University of North Carolina
S. K. Gupta
Algorithmic motion planning has been actively studied in robotics and related areas for more than three decades. There is a rich collection of techniques that have been successfully used for CAD/CAM, bioinformatics, computer gaming and other applications. At the same time, advances in manufacturing technologies, sensing and actuator devices have led to the development of powerful robot systems and they need novel capabilities related to dynamic constraints, modeling uncertainty, as well as real-time computation of motion strategies.

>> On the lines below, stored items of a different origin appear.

Issue #15611, opened 2017-08-30
queryParams array attribute becomes a string if other attribute changes before model is resolved


mpugach:
See [this twiddle](https://ember-twiddle.com/4e746489c6021ed3ca6b20b7fecc47af) please.

There are two queryParams:
- `categories` array
- `searchQuery` string

The model resolves the current time with a 1-second timeout.

Steps:
1. Open the console and see the current value of `categories`.
2. Add at least one category by hitting the "Add category" button (do not enter anything into the text input on this stage).
3. Observe `categories` is still an array in the console.
4. Enter any text into the input field.
5. If the `searchQuery` is modified before the transition completes, the `categories` becomes a string. From this point, it becomes even worse with every modification because it escapes escape symbols on every iteration.

MikiDi:
I can confirm above issue (with Ember 3.17, Firefox 79.0).  

Steps to reproduce:
- define 2 query params as described above
- Have some change to the array content trigger a model reload (make sure it's not in the default state, so it appears in the URL)
- In the `beforeModel`-hook, make a change to the `searchQuery` string ("the other query param")

From this point on, you should see the array query param getting escaped recursively

rreckonerr:
Can you please check if #19236 fixes the issue?

mpugach:
@rreckonerr, thank you for your contribution!

Have you tried modifying [twidle.json](https://ember-twiddle.com/4e746489c6021ed3ca6b20b7fecc47af)? Because constructing the dummy application locally in the nearest future is too much for me.

rwjblue:
Ya still seems to be an issue with 3.22.1. https://ember-twiddle.com/2d80d71daa9a9a99676aef471cb55b90?openFiles=templates.application.hbs%2C

rwjblue:
This seems like the same as what @mfeckie is working on over in https://github.com/emberjs/ember.js/pull/19145.

sly7-7:
@rwjblue I've reproduced your twiddle in https://github.com/sly7-7/ember-repro-15611 (ember 3.25.1), and it looks like this is fixed.
So I guess this could be closed, and #19145 maybe not necessary

rwjblue:
Thanks @sly7-7!

PR #19145, opened 2020-09-23
Bugfix/query param serialization

mfeckie:
When Ember serializes a query parameter of type `Array`, it does so with JSON.stringify.

Deserialize converts the `string` back to an `Array`.

If there are slow / high latency network connections, it is possible for the `serialize` method to get called in rapid succesion, prior to `deserialize` being called.  This results in `JSON.stringify` being called multiple times on the value, which results in to being converted from an `Array` to a `string`

```js
array = ['red', 'blue'];
// Array [ "red", "blue" ]
once = JSON.stringify(array);
// "[\"red\",\"blue\"]"
twice = JSON.stringify(once);
// "\"[\\\"red\\\",\\\"blue\\\"]\""
```

I've put together a reproduction over on [ember-twiddle](https://ember-twiddle.com/9a887d0edf25027edade31f759e2e9be). **note** if you try too hard, it may crash the browser because the strings grow exponentially.

QueryParams

I've added failing tests for this scenario and then implemented a fix.

I have added a `while` loop to recursively deal with scenarios where the QP's may have been repeatedly encoded.  I don't _think_ this could result in an infinite loop, rather it would result in a error breaking the loop.

### DIFF
--- a/packages/@ember/-internals/routing/lib/system/router.ts
+++ b/packages/@ember/-internals/routing/lib/system/router.ts
@@ -735,7 +735,7 @@ class EmberRouter extends EmberObject {
   _serializeQueryParam(value: unknown, type: string) {
     if (value === null || value === undefined) {
       return value;
-    } else if (type === 'array' && value instanceof Array) {
+    } else if (type === 'array' && Array.isArray(value)) {
       return JSON.stringify(value);
     } else if (type === 'array' && typeof value === 'string') {
       while (typeof value === 'string') {
--- a/packages/@ember/-internals/routing/lib/system/router.ts
+++ b/packages/@ember/-internals/routing/lib/system/router.ts
@@ -735,7 +735,12 @@ class EmberRouter extends EmberObject {
   _serializeQueryParam(value: unknown, type: string) {
     if (value === null || value === undefined) {
       return value;
-    } else if (type === 'array') {
+    } else if (type === 'array' && value instanceof Array) {
+      return JSON.stringify(value);
+    } else if (type === 'array' && typeof value === 'string') {
+      while (typeof value === 'string') {
+        value = JSON.parse(value);
+      }
       return JSON.stringify(value);
     }
 
--- a/packages/ember/tests/routing/query_params_test.js
+++ b/packages/ember/tests/routing/query_params_test.js
@@ -1229,7 +1229,7 @@ moduleFor(
     }
 
     async ['@test (de)serialization: arrays when corrupted'](assert) {
-      assert.expect(7);
+      assert.expect(6);
 
       this.add(
         'controller:index',
--- a/packages/ember/tests/routing/query_params_test.js
+++ b/packages/ember/tests/routing/query_params_test.js
@@ -1228,6 +1228,29 @@ moduleFor(
       this.assertCurrentPath('/?foo=%5B%5D', 'longform supported');
     }
 
+    async ['@test (de)serialization: arrays when corrupted'](assert) {
+      assert.expect(7);
+
+      this.add(
+        'controller:index',
+        Controller.extend({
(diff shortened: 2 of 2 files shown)


packages/@ember/-internals/routing/lib/system/router.ts
```diff
@@ -735,7 +735,12 @@ class EmberRouter extends EmberObject {
   _serializeQueryParam(value: unknown, type: string) {
     if (value === null || value === undefined) {
       return value;
-    } else if (type === 'array') {
+    } else if (type === 'array' && value instanceof Array) {
```
rwjblue, line 738: I think we should use `Array.isArray` here (not `instanceof Array`)

rwjblue (commented):
🤔 Can we prevent the double encoding from happening to begin with?

packages/@ember/-internals/routing/lib/system/router.ts
mfeckie: Done

mfeckie:
I'd love to hear how to prevent the double encoding 😄

rwjblue:
Well, in general, `_serializeQueryParam` is called from `Route.prototype.serializeQueryParam` which is only called in two places; once with the initial / default value (unlikely to be related IMHO), and in `Route.prototype.finalizeQueryParamChange` here:

https://github.com/emberjs/ember.js/blob/15217a3ab36a35c8b26361c3155a30efe4a0f8ae/packages/@ember/-internals/routing/lib/system/route.ts#L2555-L2557

Assuming that is the case, it would infer that the controller's local property representing the QP is actually changing from an array to a string (for some period of time). Where is _that_ happening?

rwjblue:
@mfeckie - Any chance to look into that?

mfeckie:
@rwjblue Sure, will do some digging :)

mfeckie:
After many hours of digging today, I _think_ it's because of this

https://github.com/emberjs/ember.js/blob/15217a3ab36a35c8b26361c3155a30efe4a0f8ae/packages/%40ember/-internals/routing/lib/system/router.ts#L1621-L1638

`value` on line 1633 I think is always a `string` because it's from the URL

https://github.com/emberjs/ember.js/blob/15217a3ab36a35c8b26361c3155a30efe4a0f8ae/packages/%40ember/-internals/routing/lib/system/router.ts#L1633-L1636

This isn't a 'problem' when a full cycle completes, I think, because `serialize` and `deserialize` both complete.

When additional changes happen (e.g. user adds more characters to search) serialize ends up being called multiple times and deserialize doesn't get called the same number of times.

At this point, I can say that the proposed fix does work, but I can't say that this investigation left me feeling like I truly know what's going on.

rreckonerr:
@mfeckie Did you check the latest master? There's a PR merged that should cover this issue https://github.com/emberjs/ember.js/pull/19236

mfeckie:
No, I didn't.  I opened this PR back in September and haven't been keeping track of changes

rwjblue:
We should still try to land these tests, even if the other PR fixed the underlying issue.

rreckonerr:
@rwjblue Why should we support query parameters serialized multiple times?

sly7-7:
@mfeckie @rreckonerr From what I see, the `base` serialization issue is fixed. But if we specifically want the 'multiple encoding' thing to work, then I think we need this 
```
while (typeof value === 'string') {
        value = JSON.parse(value);
      }
```
loop. That beeing said, since the underlying issue is fixed, this case should not happen. Or maybe I miss something.

cc/ @rwjblue

sly7-7:
@rwjblue Perhaps this one is not necessary., see https://github.com/emberjs/ember.js/issues/15611#issuecomment-791922164

rwjblue:
Thanks @mfeckie and @sly7-7!

Issue #16832, opened 2018-07-19
Component helper not updating when component name changes


nlfurniss:
I’m upgrading my app from Ember 2.18.2 to 3.1.2 and I’m running into an issue with the `component` helper and yielding components.

Here is a [Twiddle demonstrating the issue](https://ember-twiddle.com/d65fa55ddb07dade0afffcb4256ee48b). When the Ember dependency is set to 2.18.2 the text changes. When you set Ember to 3.0.0 the text changes. When Ember is set to 3.1.3 the text does not update.

For anyone else running into this issue, Tom Dale provided a workaround in [this Twiddle](https://ember-twiddle.com/0fb1fe1f6428d554a077efe08ee017c4?openFiles=templates.index.hbs%2C).

Rob Jackson:
```
Tom and I dug into it a bit and came up with the same work around (using the component helper). The issue comes down to this AST transform completely failing when there are no positional or named arguments to an invocation:

https://github.com/emberjs/ember.js/blob/v3.4.0-beta.1/packages/ember-template-compiler/lib/plugins/transform-dot-component-invocation.ts#L88
```

pixelhandler:
@nlfurniss I see you have a workaround now, thanks for sharing the solution and pointing out the issue with "no positional or named arguments".

Feel free to close this when ready

nlfurniss:
@pixelhandler why did you close this? There is a workaround, but it's a regression in Ember that should be fixed

rwjblue:
Whoops!

pixelhandler:
@nlfurniss just checking back, is this resolved in a current release of Ember ?

nlfurniss:
No it has not

chancancode:
(I don't think the bug/fix is really about the AST transform, those are just "opportunistic" – when there are syntactic positions that are known to be component invocations we hard coded them to be such, but this should work)

chancancode:
This is a simplified test case: https://ember-twiddle.com/5f7ed4b003e14ef40e47f8de1aea5be6

chancancode:
If anyone has time, would be good to turn that simplified test case into a failing test, both here and in glimmer-vm.

lifeart:
@rwjblue looks like issue covered in https://github.com/emberjs/ember.js/blob/master/packages/%40ember/-internals/glimmer/tests/integration/components/dynamic-components-test.js#L32

rwjblue:
[...]

PR #19146, opened 2020-09-23
test case for #16832

lifeart:
ref: https://github.com/emberjs/ember.js/issues/16832#issuecomment-697502463

### DIFF
--- a/packages/@ember/-internals/glimmer/tests/integration/components/dynamic-components-test.js
+++ b/packages/@ember/-internals/glimmer/tests/integration/components/dynamic-components-test.js
@@ -9,6 +9,80 @@ import { backtrackingMessageFor } from '../../utils/backtracking-rerender';
 moduleFor(
   'Components test: dynamic components',
   class extends RenderingTestCase {
+    ['@test Component helper updating when component name changes #16832 [curly]']() {
+      this.registerComponent('foo-bar', {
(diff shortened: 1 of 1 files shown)


kategengler:
Is this still relevant?

johanrd:
@lifeart I tried to reproduce now, and I am happy to announce that at least one of the two tests passes now

**TLDR: this is seemingly no longer a problem if you use angle bracket invocation <MyComponent instead of {{curly}}:**        

  - {{comp}} (curly) — **broken**, doesn't re-render when name changes (see [test failure](https://github.com/johanrd/ember.js/actions/runs/22807979720/job/66160117193?pr=3#step:5:18))
  - <MyComponent /> (angle bracket) — **works fine** (see [succeeding test suite](https://github.com/johanrd/ember.js/pull/4))
                                                                                                                                                                                                                     
So the `(component)` helper itself seems to track reactivity correctly. It's only curly invocation of the yielded result that fails to pick up the update.                                                                   
                                                                                                                                                                                                                     
…Since curly component invocation is the legacy/discouraged syntax and angle brackets are the modern way, this is arguably low-priority. The fix for any user hitting this is just: use `<Comp />` instead of  `{{comp}}`. Might be worth closing #16832 and #19146 with that note rather than fixing deep Glimmer VM curly invocation reactivity.?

In this talk, we will give a brief overview of our recent work on motion planning and coordination for single and multi-robot systems. These include novel methods for motion planning of high-DOF robots that exploit the computational capabilities of many-core GPUs; dealing with point-cloud or noisy sensor data using machine learning and classification methods; local collision avoidance and computation of smooth trajectories for multiple robots based on reciprocal velocity obstacles; and novel methods that combine planning with linear-quadratic feedback control to handle uncertainty. We will highlight the results on the PR2 robot as well as differential-drive robot systems, such as iRobot Create mobile robots.
Dinesh Manocha is currently the Phi Delta Theta/Mason Distinguished Professor of Computer Science at the University of North Carolina at Chapel Hill. He received his Ph.D. in Computer Science at the University of California at Berkeley 1992. He has received Junior Faculty Award, Alfred P. Sloan Fellowship, NSF Career Award, Office of Naval Research Young Investigator Award, Honda Research Initiation Award, Hettleman Prize for Scholarly Achievement.
Along with his students, Manocha has also received 12 best paper awards at leading conferences on graphics, geometric modeling, visualization, multimedia and high-performance computing. He has published more than 300 papers and some of the software systems related to collision detection, GPU-based algorithms and geometric computing developed by his group have been downloaded by more than 100,000 users and are widely used in the industry. He has supervised 18 Ph.D. dissertations and is a fellow of ACM and AAAS.